==== Listed entries ====
PR #604, opened 2021-09-07
Gtt 1530

PhilTower:
## Description

Added the option for display percentages, which calculates the columns percentage based on the data.
This was added for donut and pie charts.
Removed some repeated formatting code by formatting the labels once on useMemo and then selecting the appropriate display value.

## Still Need

Final test for Display percentage options
Translations for that option

## Testing

Manually tested that the labels appeared correctly as described in the AC of the task.
Added unit tests for a ChartDataFormatters which removed some logic from the components for clarity.
Added 1 e2e test for the pie chart which only covers 1 permutation of options.

---


frontend/src/components/ChartWidget.tsx
```diff
@@ -109,6 +109,7 @@ function ChartWidgetComponent(props: Props) {
           parts={keys}
           data={filteredJson}
           significantDigitLabels={content.significantDigitLabels}
+          computePercentages={content.computePercentages}
```
miguelpdiaz8: Why to add this here if we did not change the PartToWhole component?

frontend/src/containers/AddChart.tsx
```diff
@@ -190,6 +192,10 @@ function AddChart() {
             values.chartType === ChartType.DonutChart) && {
             dataLabels: values.dataLabels,
           }),
+          ...((values.chartType === ChartType.PieChart ||
```
miguelpdiaz8, line 195: Same here, is PartToWhole part of this PR?

frontend/src/containers/EditChart.tsx
```diff
@@ -381,6 +385,10 @@ function EditChart() {
             values.chartType === ChartType.DonutChart) && {
             dataLabels: values.dataLabels,
           }),
+          ...((values.chartType === ChartType.PieChart ||
```
miguelpdiaz8, line 388: Same here, is PartToWhole part of this PR?

frontend/src/locales/es/translation.json
```diff
@@ -168,6 +168,7 @@
     "ChartTypeError": "Seleccione un tipo de gráfico",
     "DisplayHorizontalScroll": "Mostrar con desplazamiento horizontal",
     "ShowDataLabels": "Mostrar etiquetas de datos",
+    "ComputePercentages": "!!NEED TRANSLATION!!",
```
miguelpdiaz8: We prefer not to change the es and pt translation files, only the English one, that way is easier for us later.

frontend/src/locales/pt/translation.json
```diff
@@ -168,6 +168,7 @@
     "ChartTypeError": "Selecione um tipo de gráfico",
     "DisplayHorizontalScroll": "Exibir com rolagem horizontal",
     "ShowDataLabels": "Mostrar rótulos de dados",
+    "ComputePercentages": "!!NEED TRANSLATION!!",
```
miguelpdiaz8: We prefer not to change the es and pt translation files, only the English one, that way is easier for us later.

miguelpdiaz8 (commented):
Added some comments, we also need you to deploy these changes to your personal AWS account and create users for us to test the actual functionality, thanks.

frontend/src/components/ChartWidget.tsx
PhilTower: Missed that when I was removing partofwhole

frontend/src/containers/AddChart.tsx
PhilTower: No, I missed one reference that I should have deleted

frontend/src/locales/es/translation.json
PhilTower: Ok

frontend/src/containers/EditChart.tsx
PhilTower: see above

PhilTower:
@miguelpdiaz8 

Here is the location of my personal instance: https://d2srrxle2f48hl.cloudfront.net/
added you, triet and jason

frontend/src/services/ChartDataFormatter.ts
```diff
@@ -0,0 +1,90 @@
+import { isString } from "util";
```
miguelpdiaz8: isString is deprecated, please use: typeof value === 'string' instead. I think in this case we can delete this line because it is not being used anyway.

miguelpdiaz8 (approved):
LGTM

PR #607, opened 2021-09-09
GTT-1537: Significant data labels need to be applied when currency is used

miguelpdiaz8:
## Description

Significant data labels need to be applied when currency is used.

## Testing

Tested it locally. Updated tests.
---


trietlu (approved):
lgtm

PR #608, opened 2021-09-10
Fix filtered json logic

mmarkelov:
## Description
In JS `filteredRow !== {}` does not have any sense, cause it will be always **true**. One of the way to check if the object is empty is usage of its keys length: `Object.keys(filteredRow).length` 

---


trietlu:
Hello @mmarkelov, thanks for making this pull request.  As per the [Contributing](https://github.com/awslabs/performance-dashboard-on-aws/blob/mainline/CONTRIBUTING.md#contributing-via-pull-requests) guideline, please make your pull request against the mainline-dev branch.

PR #641, opened 2021-10-13
GTT-1573: Fix position of actions dropdown on mobile

miguelpdiaz8:
## Description

Fix position of actions dropdown on mobile.

## Testing

Updated unit tests.

---


frontend/src/components/DataTable.tsx
```diff
@@ -60,7 +67,11 @@ function DataTable({ rows, columns, columnsMetadata, fileName }: Props) {
 
   return (
     <>
-      <div className="text-right">
+      <div
+        className={
+          showMobilePreview ? "margin-left-05" : "text-right margin-right-05"
```
mabreuortega, line 72: We should start moving all this custom styling to css files. It is hard to mantain in the long run if we have the styling all over the place.
Something like

```
div[showMobilePreview=true] {
  ...
}
```

In this case this will not apply cuz you are switching classes and there is not inheritance in CSS so far but it is something we need to look forward in other places

mabreuortega (approved):
LGTM

PR #647, opened 2021-10-14
GTT-1581: Add accessible labels to the Check Data column checkboxes

chasechow7:
## Description

Added accessibility labels to the checkboxes so the text-to-speech screen reader will output the column header name

## Testing

- Updated and ran Unit Tests
- Checked functionality with Screen Reader extension

---


trietlu:
@chasechow7 how are we testing that the aria label is present?

chasechow7:
> @chasechow7 how are we testing that the aria label is present?

I checked the aria-label is present under the Elements tab when inspecting the page
image

miguelpdiaz8:
They are also present in the snapshot tests

trietlu:
Bad Triet, read it too fast :-)

trietlu (approved):
lgtm

PR #648, opened 2021-10-14
GTT-1581: Add accessible labels to the Check Data column checkboxes

chasechow7:
## Description

Added accessibility labels to the checkboxes so the text-to-speech screen reader will output the column header name

## Testing

- Updated and ran Unit Tests
- Checked functionality with Screen Reader extension

---


trietlu (approved):
lgtm

PR #663, opened 2021-10-25
GTT-1590 - Removed 403 error handler.  Added bucket policy to allow for CF to access bucket

trietlu:
## Description

When we upgraded CDK, there was a breaking change and we added a 403 error handler based on the CDK ticket below

https://github.com/aws/aws-cdk/issues/13272 

However, the better fix is to do what the CDK author pointed out, to give the Cloudfront identity access to the S3 bucket.  

bucket.grantRead(originAccessIdentity);

The 403 error handler we added prevented us from using the WAF, which would fail block request with a 403

The other change is to the sample CFT to create a WAF that will block access based on origin CIDR range and the path that the request is accessing.  For example, block all access that didn't originate from 10.0.0.0/8 and has /admin in the path.

## Testing

Installed in my AWS account and tested

---

### DIFF
--- a/tools/WAF-enterprise-only.json
+++ b/tools/WAF-enterprise-only.json
@@ -3,11 +3,39 @@
     "Parameters": {
       "InternalCIDR": {
         "Type": "CommaDelimitedList"
-      }
-    },  
+      },
+      "RestrictPublicDashboard": {
+        "Description": "Whether to restrict access to public dashboards.",
+        "Default": false,
+        "Type": "String",
+        "AllowedValues": [
+            true,
+            false
+        ]
+      } 
+    },
+    "Conditions": {
+      "RestrictPublicDashboardToEnterprise": {
+          "Fn::Equals": [
+              true,
+              {
+                  "Ref": "RestrictPublicDashboard"
+              }
+          ]
+      },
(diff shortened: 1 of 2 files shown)


tools/WAF-enterprise-only.json
```diff
@@ -101,47 +114,34 @@
...
+                          {
+                            "Type": "NONE",
+                            "Priority": 0
+                          }
+                        ]
+                      }
                     }
                   ]
-                }
+                }
```
chasechow7: Seems to be some empty white space. Surprised prettier doesn't catch this.

tools/WAF-enterprise-only.json
```diff
@@ -101,47 +114,34 @@
...
-              },
-              "VisibilityConfig": {
-                "CloudWatchMetricsEnabled": true,
-                "MetricName": "PublicPage",
-                "SampledRequestsEnabled": true
+              "Action": {
+                "Block": {}
               }
-            }
+            }
```
chasechow7: some empty white spaces

chasechow7 (changes requested):

chasechow7 (approved):
looks good!

PR #673, opened 2021-10-29
Dashboard Listings Tab Accessibility

chasechow7:
## Description

Add accessibility functionality to dashboard listings tabs

- Ability to tab to core tabs (Drafts, Publish Queue, etc.)
- Add keyboard functionality: Ability to select tab using 'Enter'
- Aria Label for screen reader will read: "Dashboard Tab {Name}"
- Aria Label will indicate currently selected tab with "Active Dashboard Tab {Name}"

## Testing
Can test it here: https://d2wo27gatac4jo.cloudfront.net/admin/dashboards

- Turn on screen reader and tab through the core dashboard tabs
- Press Enter to select highlighted tab
- When tabbing to active tab. Can confirm Aria Label indicates this is the active tab

-Added and passed Unit Testing

---


trietlu (commented):
@chasechow7 I did some testing and it looks good

@miguelpdiaz8 Is this the only tab component where we need this change? The section tab doesn't share code with this component right?

chasechow7:
> @chasechow7 I did some testing and it looks good
> 
> @miguelpdiaz8 Is this the only tab component where we need this change? The section tab doesn't share code with this component right?

Ohh... Good call. I think the section tab does share code with this. Instead of hard coding in "dashboard" in the aria label. I'll make sure its generated dynamically so it'll say "Section Tab {name}" when used in section

miguelpdiaz8:
> > @chasechow7 I did some testing and it looks good
> > @miguelpdiaz8 Is this the only tab component where we need this change? The section tab doesn't share code with this component right?
> 
> Ohh... Good call. I think the section tab does share code with this. Instead of hard coding in "dashboard" in the aria label. I'll make sure its generated dynamically so it'll say "Section Tab {name}" when used in section

You also need to add aria-labels for VerticalTabs and VerticalTab components

chasechow7:
> > > @chasechow7 I did some testing and it looks good
> > > @miguelpdiaz8 Is this the only tab component where we need this change? The section tab doesn't share code with this component right?
> > 
> > 
> > Ohh... Good call. I think the section tab does share code with this. Instead of hard coding in "dashboard" in the aria label. I'll make sure its generated dynamically so it'll say "Section Tab {name}" when used in section
> 
> You also need to add aria-labels for VerticalTabs and VerticalTab components

Hmm... Should that be a separate story if we're adding aria labels to the vertical tabs for the Section Widget?

chasechow7:
- Changed out strings to support Translation
- Added variable for container name to support either Section Widget or Dashboard Listing
- Updated Unit Tests

miguelpdiaz8 (approved):
LGTM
====
» **Task brief**:
If a line of the material contains the word "Same", pick it out and copy it.

» **Exercise output**:
miguelpdiaz8, line 195: Same here, is PartToWhole part of this PR?
miguelpdiaz8, line 388: Same here, is PartToWhole part of this PR?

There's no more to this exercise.